A study carried out by Catalan researchers shows that oxidative stress and damage to certain macromolecules are involved in the progression of Huntington’s Disease (HD), which is characterised by psychiatric and cognitive disturbance, involuntary movements (chorea) and dementia.
The research was carried out using human brain samples obtained post mortem from people affected by HD, which were compared with samples from control patients (C) who had died from unrelated illnesses or other causes. The two cerebral areas most affected by this illness – the striate cortex and cortex – were studied.
The samples, which were provided by the tissue bank at the University of Barcelona’s Institute of Neuropathology, were divided into HD-C group pairs based on gender, age, and the length of time after death before the tissue had been removed.

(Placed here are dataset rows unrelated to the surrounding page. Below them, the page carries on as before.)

PR #1200, opened 2025-10-10
Fix: Prevent crash by skipping snapshots from deleted services

GundlaPreethika:
What this Pull request does:
- Fixes the issue where the Git repository crashes when loading snapshots from deleted services.
- Ensures that snapshots from deleted services are safely skipped.

Changes made:
- Updated  src/archivist/recorder/snapshot.js to handle deleted services.
- Added a new test `test/snapshots.test.js` to verify this behavior.

Why this is important:
Previously, loading snapshots from services that were deleted caused the application to crash. This fix improves stability and ensures smooth snapshot processing.

### DIFF
--- a/src/archivist/recorder/snapshot.js
+++ b/src/archivist/recorder/snapshot.js
@@ -1,5 +1,29 @@
-import Record from './record.js';
+import fs from 'fs/promises';
+import path from 'path';
 
-export default class Snapshot extends Record {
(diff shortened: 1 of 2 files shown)


Ndpnt:
Hi @GundlaPreethika,

Thanks for the contribution. Before diving into the code, could you clarify how you reproduced the crash? I’m not sure this issue exists in the current version of the codebase.

Looking at the implementation, the changes in `snapshot.js` don’t seem connected to how snapshots are actually loaded or validated, so it’s unlikely they address the described problem. Could you explain what led you to this solution and how you tested this?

“Bidimensional electrophoresis techniques were used to compare the differences between the proteins present in the brains of the sick people and those of the controls,” said Elisa Cabiscol, professor of biochemistry at the University of Lleida, and one of the report’s authors. “The results showed that more than half of these were enzymes related to antioxidant defence systems.”
This study, which used human samples for the first time and was funded by Spain’s Consolider-Ingenio 2010 Programme, found that the brain tissue from people suffering from HD had elevated levels of proteins that eliminate reactive oxygen species (ROS), or free radicals, as they are more commonly known.
“There is a situation we call oxidative stress in the brains of these patients, and as a result the neurones (and other cells in the brain, such as the glia cells) attempt to defend themselves by increasing their antioxidant defences,” said Cabiscol.
In normal conditions, the balance between ROS generation and antioxidant systems allows cells to function correctly. However, in a situation of oxidative stress, ROS generation exceeds the cells’ defence capacity, causing changes in the cells that ultimately cause them to die.
“Our proteomic study has made clear how important a role oxidative stress plays in this illness, calling for the use of therapeutic strategies that boost antioxidant defences or prevent the formation of ROS, on order to try to halt or slow down the progression of this devastating disease,” added the researcher.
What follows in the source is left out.